The findings certainly resonate with me, and I’m sure it’s the same for countless others in similar corporate roles. In fact, we have so much conviction in this at CBRE that this year we have become the principal partner of England Rugby’s All Schools Programme. This initiative helps boys and girls across the UK who wouldn’t normally have the opportunity to take part in rugby – a sport that builds skills and qualities that are vital in the workplace. I’ve already seen the programme in action, and it’s hugely rewarding to see young people being active and developing skills and qualities that will help them in later life.

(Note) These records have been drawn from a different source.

PR #2723, opened 2020-05-26
2624 random prefix

### LINKED ISSUE #2624: Digest macro uses arbitrary prefixes

bonomat:
This PR changes the prefix to random values.
I've choses 2 bytes length which would give us 65536 combinations. That should last for a while :)

image

just kidding, I went with: https://www.random.org/cgi-bin/randbyte?nbytes=2&format=h

There are some TODOs in the code, hence the draft PR. 

@thomaseizinger / @tcharding : please let me know what you think

Resolves #2624 

----- 
xkcd-source https://imgs.xkcd.com/comics/random_number.png

### DIFF
--- a/cnd/src/network/comit/swaps.rs
+++ b/cnd/src/network/comit/swaps.rs
@@ -310,9 +310,12 @@ mod tests {
     use crate::{
         asset::{self, ethereum::FromWei},
         identity,
-        network::LocalData,
+        network::comit::LocalData,
     };
-    use ::comit::network::{protocols::announce::SwapDigest, swap_digest::Herc20Halight};
+    use ::comit::network::{
+        protocols::announce::SwapDigest,
+        swap_digest::{Herc20Halight, SwapProtocol},
+    };
     use digest::Digest;
 
     // Usage of this function relies on the fact that token_contract is
@@ -324,6 +327,8 @@ mod tests {
             token_contract: identity::Ethereum::random(),
             lightning_cltv_expiry: 12345.into(),
             lightning_amount: asset::Bitcoin::from_sat(1_000_000_000),
+            alpha_protocol: SwapProtocol::Herc20,
+            beta_protocol: SwapProtocol::Halight,
         }
         .digest()
     }
--- a/cnd/src/network/comit/swaps.rs
+++ b/cnd/src/network/comit/swaps.rs
@@ -319,7 +319,7 @@ mod tests {
     // random. We should use property based testing.
     fn digest() -> SwapDigest {
         Herc20Halight {
-            ethereum_absolute_expiry: 12345.into(),
+            ethereum_expiry: 12345.into(),
             erc20_amount: asset::Erc20Quantity::from_wei(9_001_000_000_000_000_000_000u128),
             token_contract: identity::Ethereum::random(),
             lightning_cltv_expiry: 12345.into(),
--- a/cnd/src/swap_protocols/facade.rs
+++ b/cnd/src/swap_protocols/facade.rs
@@ -5,9 +5,10 @@ use crate::{
     network::{DialInformation, Identities, Swarm},
     storage::{Load, LoadAll, Storage},
     swap_protocols::{hbit, herc20, LocalSwapId, Role},
-    timestamp::Timestamp,
+    timestamp::{RelativeTime, Timestamp},
 };
 use ::comit::network::protocols::announce::SwapDigest;
+use comit::network::swap_digest::SwapProtocol;
 use digest::Digest;
 
 /// This represents the information available on a swap
@@ -33,6 +34,10 @@ pub struct HbitHerc20SwapParams {
     pub erc20_amount: asset::Erc20Quantity,
     #[digest(prefix = "3003")]
     pub token_contract: identity::Ethereum,
+    #[digest(ignore)]
+    pub alpha_protocol: SwapProtocol,
+    #[digest(ignore)]
+    pub beta_protocol: SwapProtocol,
 }
 
 impl From<CreatedSwap<hbit::CreatedSwap, herc20::CreatedSwap>> for HbitHerc20SwapParams {
@@ -52,6 +57,8 @@ impl From<CreatedSwap<hbit::CreatedSwap, herc20::CreatedSwap>> for HbitHerc20Swa
             ethereum_expiry: swap.beta.absolute_expiry.into(),
             erc20_amount: swap.beta.asset.quantity,
             token_contract: swap.beta.asset.token_contract,
+            alpha_protocol: SwapProtocol::Hbit,
+            beta_protocol: SwapProtocol::Herc20,
         }
     }
 }
@@ -77,6 +84,10 @@ pub struct Herc20HbitSwapParams {
     pub bitcoin_expiry: Timestamp,
     #[digest(prefix = "3002")]
     pub bitcoin_amount: asset::Bitcoin,
+    #[digest(ignore)]
+    pub alpha_protocol: SwapProtocol,
+    #[digest(ignore)]
+    pub beta_protocol: SwapProtocol,
 }
 
 impl From<CreatedSwap<herc20::CreatedSwap, hbit::CreatedSwap>> for Herc20HbitSwapParams {
@@ -96,6 +107,8 @@ impl From<CreatedSwap<herc20::CreatedSwap, hbit::CreatedSwap>> for Herc20HbitSwa
             bitcoin_identity: swap.beta.identity,
             bitcoin_expiry: swap.beta.absolute_expiry.into(),
             bitcoin_amount: swap.beta.amount,
+            alpha_protocol: SwapProtocol::Herc20,
+            beta_protocol: SwapProtocol::Hbit,
         }
     }
 }
--- a/cnd/src/swap_protocols/facade.rs
+++ b/cnd/src/swap_protocols/facade.rs
@@ -22,21 +22,21 @@ pub struct HbitHerc20SwapParams {
     pub peer: DialInformation,
     #[digest(ignore)]
     pub bitcoin_identity: identity::Bitcoin,
-    #[digest(prefix = "2001")]
+    #[digest(prefix = "e6ca")]
     pub bitcoin_expiry: Timestamp,
-    #[digest(prefix = "2002")]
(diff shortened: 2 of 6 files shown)


cnd/src/network/comit/swaps.rs
```diff
@@ -310,20 +310,25 @@ mod tests {
     use crate::{
         asset::{self, ethereum::FromWei},
         identity,
-        network::LocalData,
+        network::comit::LocalData,
```
tcharding, line 313: This change is unnecessary, network.rs exports everything in the comit module (`pub use comit::*`).

cnd/src/swap_protocols/facade.rs
```diff
@@ -5,9 +5,10 @@ use crate::{
     network::{DialInformation, Identities, Swarm},
     storage::{Load, LoadAll, Storage},
     swap_protocols::{hbit, herc20, LocalSwapId, Role},
-    timestamp::Timestamp,
+    timestamp::{RelativeTime, Timestamp},
 };
 use ::comit::network::protocols::announce::SwapDigest;
+use comit::network::swap_digest::SwapProtocol;
```
tcharding, line 11:
```suggestion
use comit::Protocol;
```

cnd/src/swap_protocols/facade.rs
```diff
@@ -21,18 +22,22 @@ pub struct HbitHerc20SwapParams {
...
+    #[digest(prefix = "f0ec")]
     pub erc20_amount: asset::Erc20Quantity,
-    #[digest(prefix = "3003")]
+    #[digest(prefix = "944a")]
     pub token_contract: identity::Ethereum,
+    #[digest(prefix = "41f4")]
+    pub alpha_protocol: SwapProtocol,
+    #[digest(prefix = "be74")]
+    pub beta_protocol: SwapProtocol,
 }
```
tcharding, line 41: I wouldn't touch the facade for this PR. The facade is creating two separate types where the name implies alpha/beta. With this PR these will be wrong and should be totally removed (and they should be over in `swap_digest.rs`, that change is in a PR at the moment.

comit/src/network/swap_digest.rs
```diff
@@ -1,19 +1,42 @@
...
+#[digest(hash = "SwapDigest")]
+pub enum SwapProtocol {
+    #[digest(prefix = "4b17")]
+    Hbit,
+    #[digest(prefix = "e5ec")]
+    Herc20,
+    #[digest(prefix = "c3d3")]
+    Halight,
+}
+
```
tcharding, line 15: We do not need this new type, we have a `Protocol` enum in `comit/src/lib.rs`.  You just need to add to that file
```
impl ToDigestInput for Protocol {
    fn to_digest_input(&self) -> Vec<u8> {
        let s = format!("{}", self);
        s.into_bytes()
    }
}
```
or some cleaner version of that.

comit/src/network/swap_digest.rs
```diff
@@ -1,19 +1,42 @@
...
+// TODO why is this necessary?
+impl ToDigestInput for SwapProtocol {
+    fn to_digest_input(&self) -> Vec<u8> {
+        self.clone().digest().to_digest_input()
+    }
+}
```
tcharding, line 22: You can remove this in favour of the suggestion above and _do not_ derive digest on the Protocol enum.

thomaseizinger: Yeah, `Digest` should only be derived on the root struct. Otherwise you are doing the algorithm several times, nested in each other.

cnd/src/swap_protocols/facade.rs
```diff
@@ -21,18 +22,22 @@ pub struct HbitHerc20SwapParams {
     pub peer: DialInformation,
     #[digest(ignore)]
     pub bitcoin_identity: identity::Bitcoin,
-    #[digest(prefix = "2001")]
+    #[digest(prefix = "e6ca")]
```
thomaseizinger, line 25: Would the macro work with constants @D4nte? Could aid documentation a lot to export this as constants in a single file so we can see, where they are reused.

comit/src/network/swap_digest.rs
```diff
@@ -1,19 +1,42 @@
 use crate::{asset, identity, network::protocols::announce::SwapDigest, RelativeTime, Timestamp};
-use digest::Digest;
+use digest::{Digest, ToDigestInput};
+
+// TODO should we use swap_protocols::SwapProtocol instead?
```
thomaseizinger, line 4: Yes + deriving `Digest` is not meant for leave nodes. You should only use it on the root struct. In other words, the call to `digest` should only happen once for a particular swap.

For enums like this, implement `ToDigestInput` manually and return static bytes for each variant :)

comit/src/network/swap_digest.rs
```diff
@@ -1,19 +1,42 @@
...
+pub enum SwapProtocol {
+    #[digest(prefix = "4b17")]
+    Hbit,
+    #[digest(prefix = "e5ec")]
+    Herc20,
+    #[digest(prefix = "c3d3")]
+    Halight,
+}
+
+// TODO why is this necessary?
```
D4nte, line 16: Because you assigned a prefix to a `SwapProtocol` field line 87 of facade.rs.

Also, we initially decided against the support of nested structs for digest with @thomaseizinger so I guess you hacked around that.

I would strongly suggest to update the digest crate to implement and document a streamlined way to support nested structs.

comit/src/network/swap_digest.rs
D4nte: And then you can remove the TODO line 16 https://github.com/comit-network/comit-rs/pull/2723/files#r430780519

cnd/src/swap_protocols/facade.rs
D4nte: We only support a string literal right now but shouldn't be too hard to change [this](https://github.com/comit-network/comit-rs/blob/80b019cde297d3d2ce88f3253b92678ceeeadf20/digest-macro-derive/src/lib.rs#L168) `if let` with a `match` to support more types.

comit/src/network/swap_digest.rs
thomaseizinger: > I would strongly suggest to update the digest crate to implement and document a streamlined way to support nested structs.

I agree with this but I would like us to first try and use the current version so we get a better grasp of what we actually need.
This usecase for example hints that we might need a 2nd derive for `ToDigestInput` that works on enums.

D4nte: Hum, it already works on enums. Not sure what is missing.

thomaseizinger: To my knowledge, we are only able to derive `Digest`? `ToDigestInput` needs to be implemented manually, no?

comit/src/network/swap_digest.rs
tcharding: `swap_protocols::SwapProtocol` is rfc003 related, I do not believe it should be used.

thomaseizinger: Ups yeah, use the new Protocol enum of course :)

bonomat:
Thanks for your reviews. 
I'm un-assigning myself from this as I won't be able to look into it before next week Tuesday. Please feel free to pick it up.

tcharding:
> Thanks for your reviews.
> I'm un-assigning myself from this as I won't be able to look into it before next week Tuesday. Please feel free to pick it up.

IMO it would be better to wait until hbit/herc20 is done before doing this. Current hbit digest code is based on the old digest code from her20 (that was remove/replaced with `comit/src/network/swap_digest.rs`. Doing this issue now is tricky because its not clear what to touch.

tcharding:
> This PR changes the prefix to random values.

I do not think the use of random prefixes resolves the issue that this PR is working towards resolving. We already have 'random' prefixes, just they are sequential. The 'randomness' is the problem, adding _more_ randomness is making this worse not better IMO.

thomaseizinger:
> > This PR changes the prefix to random values.
> 
> I do not think the use of random prefixes resolves the issue that this PR is working towards resolving. We already have 'random' prefixes, just they are sequential. The 'randomness' is the problem, adding _more_ randomness is making this worse not better IMO.

I think sequential numbers are not considered random :)

The anticipated value of moving to random prefixes is that documenting how to add a new field is easy and hence reduces mental load when maintaining this code: generate a random number and double-check for conflicts. Whereas with the current one, it looks like there is a strategy to it but it also not really thought through?

I would prefer not spending the time to think it through because I don't think there is a value over random prefixes.

tcharding:
Warning: My response contains bike shedding.

> > > This PR changes the prefix to random values.
> > 
> > 
> > I do not think the use of random prefixes resolves the issue that this PR is working towards resolving. We already have 'random' prefixes, just they are sequential. The 'randomness' is the problem, adding _more_ randomness is making this worse not better IMO.
> 
> I think sequential numbers are not considered random :)

What I meant was they are functionally random, they have no specific meaning.

> The anticipated value of moving to random prefixes is that documenting how to add a new field is easy and hence reduces mental load when maintaining this code: generate a random number and double-check for conflicts. Whereas with the current one, it looks like there is a strategy to it but it also not really thought through?

I can add that comment now and the code needs no change

// 'prefix' is a pseudo-random string of ASCII characters, no single struct may contain duplicate prefixes.

Our current sequential numbers are 100% pseudo-random, albeit from an incredibly  poor source of randomness :)

> I would prefer not spending the time to think it through because I don't think there is a value over random prefixes.

I agree, I want to close this PR to tidy up so felt obliged to comment before doing so :)

bonomat:
I feel like this needs more discussion. Given the changes are rather simple and can easy be replicated in a new PR I just close this for now.

PR #2728, opened 2020-05-27
Rename struct name to Finalized

da-kami:
Re-export swap_protocols::{protocol} in http_api

Note: Bit weird now, because we always refer to what is in `swap_protocols` module as `http_api::{protocol}` - especially in the `db` I find that a bit awkward (there is no distinction between what is coming from `http_api` and what from the `swap_protocols` now...).

### DIFF
--- a/cnd/src/http_api/halight.rs
+++ b/cnd/src/http_api/halight.rs
@@ -1,11 +1,13 @@
 use crate::swap_protocols::halight;
 use comit::{asset, identity, RelativeTime};
 
+pub use crate::swap_protocols::halight::*;
+
 #[derive(Clone, Copy, Debug)]
-pub struct HalightFinalized {
-    pub halight_asset: asset::Bitcoin,
-    pub halight_refund_identity: identity::Lightning,
-    pub halight_redeem_identity: identity::Lightning,
+pub struct Finalized {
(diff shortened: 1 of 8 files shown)


thomaseizinger:
> Re-export swap_protocols::{protocol} in http_api
> 
> Note: Bit weird now, because we always refer to what is in `swap_protocols` module as `http_api::{protocol}` - especially in the `db` I find that a bit awkward (there is no distinction between what is coming from `http_api` and what from the `swap_protocols` now...).

Hum, yeah I would have seen the DB as a separate context and only use the `http_api::{protocol}` module _inside_ `http_api`.

da-kami:
> > Re-export swap_protocols::{protocol} in http_api
> > Note: Bit weird now, because we always refer to what is in `swap_protocols` module as `http_api::{protocol}` - especially in the `db` I find that a bit awkward (there is no distinction between what is coming from `http_api` and what from the `swap_protocols` now...).
> 
> Hum, yeah I would have seen the DB as a separate context and only use the `http_api::{protocol}` module _inside_ `http_api`.

I changed `storage.rs` to use the fully qualified name for the `http_api` related  imports and use `halight` and `herc20` from `swap_protocols`.

PR #2729, opened 2020-05-27
Use Rust naming convention by avoiding `get` prefix.

D4nte:


D4nte:
> LGTM. I wonder if, for example, `ToAlphaParams` would be more correct, since we're going from a reference to an owned value.

I wondered the same thing.

D4nte:
> > LGTM. I wonder if, for example, `ToAlphaParams` would be more correct, since we're going from a reference to an owned value.
> 
> I wondered the same thing.

According to https://rust-lang.github.io/api-guidelines/naming.html:

```
borrowed -> owned (non-Copy types)
```
The issue is that we do not know if it is a Copy type

luckysori:
> According to https://rust-lang.github.io/api-guidelines/naming.html:
> 
> ```
> Prefix to_: borrowed -> owned (non-Copy types)
> ```

Thanks for looking into it! That's a helpful link too :smile: 

> The issue is that we do not know if it is a Copy type

Yep. It looks like the `to_` prefix is used to indicate high cost, and that will depend on the implementation of the trait. Let's leave it as is :wink:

As a former rugby player, I know first-hand that the sport gives you confidence, an understanding of teamwork and respect, as well as a focus and discipline that can help you to get ahead.
Sport helps you learn a lot about yourself. It pushes you to your limits, and reveals some of the best aspects of your personality. One story that has really stuck with me is from a junior rugby team. At half time, they were thumping their opposition 65-0, but rather than trying to beat the record of 110-0, the captain decided to swap shirts and help the opposing team in the second half. It gave the losing team a boost, and earned him the respect of his whole squad. For me, this is a great example of a triumph over individual competitiveness, which can be all too common in some corporate environments.


Coming up with a game plan on the pitch requires the same skills as organising a strategy in business. It involves identifying the strengths of your team, recognising where the pressure points are, and motivating the whole group to maximise its potential.


Finally, sport of any kind is a great way of breaking down barriers and increasing diversity. Sport is all-inclusive – it celebrates the participation and achievement of all, and the success of England women’s rugby team this year is a great example of seeing a culture shift towards inclusion. If we can translate this into diversity and inclusion in the property industry and beyond, it can only mean great things for the economy.
Ciaran Bird is UK managing director of CBRE, the world’s largest commercial real estate services and investment firm, and a former professional rugby player.